“Pastors should read deeply and widely,” I say to my students. So, as I surveyed my stack of recently read books I noticed a glaring omission: no fiction. My son, an English Major, had recently scolded me half-jokingly over some blind-spotted personality quirk, “Dad, you need more novels in your life.” So, I turned to Percy—Walker Percy. I find emotional and intellectual comfort in both Flannery O’Connor and Walker Percy. I do read other fiction through the year, of course, but when pressed I readily admit that I return to the familiar old places at Milledgeville, Georgia or Covington, Louisiana.
It has done my spirit good to read Dr. Percy’s words again. I am not sure, though, when reading, whether I am the patient stretched out on Dr. Percy’s psychoanalytical couch or he is. I guess we both are and that is his point. I came across a line of Walker Percy in The Last Gentleman, Percy’s second novel, after The Moviegoer. It was very instructive for my ministry to read how Percy set up his main character, Will Barrett:
” It was not the prospect of the Last Day which depressed him but rather the prospect of living through an ordinary Wednesday morning.”
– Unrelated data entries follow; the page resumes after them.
PR #1907, opened 2022-12-06
chore(packages/jellyfish-network): Add network port configuration

helloscoopa:
We're migrating from `dockerode` to `testcontainers`
This PR adds port configurations to be used by `testcontainers`

### DIFF
--- a/packages/jellyfish-network/src/Network.ts
+++ b/packages/jellyfish-network/src/Network.ts
@@ -4,9 +4,9 @@
 export type NetworkName = Network['name']
 
 /**
-  * Network specific DeFi configuration.
-  * They can be found in DeFiCh/ain project in file chainparams.cpp, under base58Prefixes
-  */
+ * Network specific DeFi configuration.
+ * They can be found in DeFiCh/ain project in file chainparams.cpp, under base58Prefixes
+ */
 export interface Network {
   name: 'mainnet' | 'testnet' | 'regtest' | 'devnet'
   bech32: {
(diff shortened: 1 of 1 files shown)


packages/jellyfish-network/src/Network.ts
```diff
@@ -27,12 +27,18 @@ export interface Network {
   scriptHashPrefix: 0x5a | 0x80 | 0xc4
   /** For message signing. */
   messagePrefix: '\x15Defi Signed Message:\n'
+
+  /** [HYDRA] */
```
fuxingloh:
```suggestion
```

packages/jellyfish-network/src/Network.ts
```diff
@@ -4,9 +4,9 @@
 export type NetworkName = Network['name']
 
 /**
- * Network specific DeFi configuration.
- * They can be found in DeFiCh/ain project in file chainparams.cpp, under base58Prefixes
- */
+  * Network specific DeFi configuration.
+  * They can be found in DeFiCh/ain project in file chainparams.cpp, under base58Prefixes
+  */
```
fuxingloh:
```suggestion
 * Network specific DeFi configuration.
 * They can be found in DeFiCh/ain project in file chainparams.cpp, under base58Prefixes
 */
```

You need to revert these documentation indentation changes. It's not following the correct default expected indentations defined here https://jsdoc.app/about-getting-started.html

fuxingloh (changes requested):

infinia-yzl (approved):

fuxingloh (approved):

fuxingloh:
> Adds port configurations to be used by #1790

You should describe why ports need to be declared. Instead of just referencing another issue, this issue/pr should be standalone.

helloscoopa:
> You should describe why ports need to be declared. Instead of just referencing another issue, this issue/pr should be standalone.

Updated 👍🏼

This single line made me put the book down. I considered and reconsidered the validity of his observation. I restated this as a premise for a fuller qualitative analysis (in my gray matter). I remembered why it takes me so long to read Percy (and why I default to his buddy Foote to read historical prose). After chewing on this cud for a while I began to see how very instructive Percy’s insight is for a Christian shepherd. When we preach and follow our Lord (and St. Paul) in His preaching we apply the theological truth to the existential. If we fail to make that necessary turn, if we turn too quickly, or if we swerve too abruptly, we lose the pastoral opportunity.
We remember, as Peal said in his Winning Friends that a man’s toothache is of inestimable more importance to him than the reality of thousands of starving people in another land. And for many in our new Secular Age, as Charles Taylor labels it, making sense of living on “an ordinary Wednesday morning” becomes an enormous psychological undertaking, which is to say an immense spiritual trial. These are the days that we face. These are our lambs needing shepherding in this season of the journey. Reading Walker Percy has reminded me of this truth that the Psalms make so clear. But sometimes the wisdom and insight of another is necessary to help us see the obvious. So, yes, Son, you were right: I did need some more fiction in my reading to see reality clearer, and to diagnose the human condition better. For only then are we prepared to apply the appropriate Scriptural treatment.
Percy, Walker, The Last Gentleman. New York: Random, the Modern Library edition, 1997, 24.
Taylor, Charles. A Secular Age. Cambridge, MA: Belknap Press of Harvard University Press, 2007.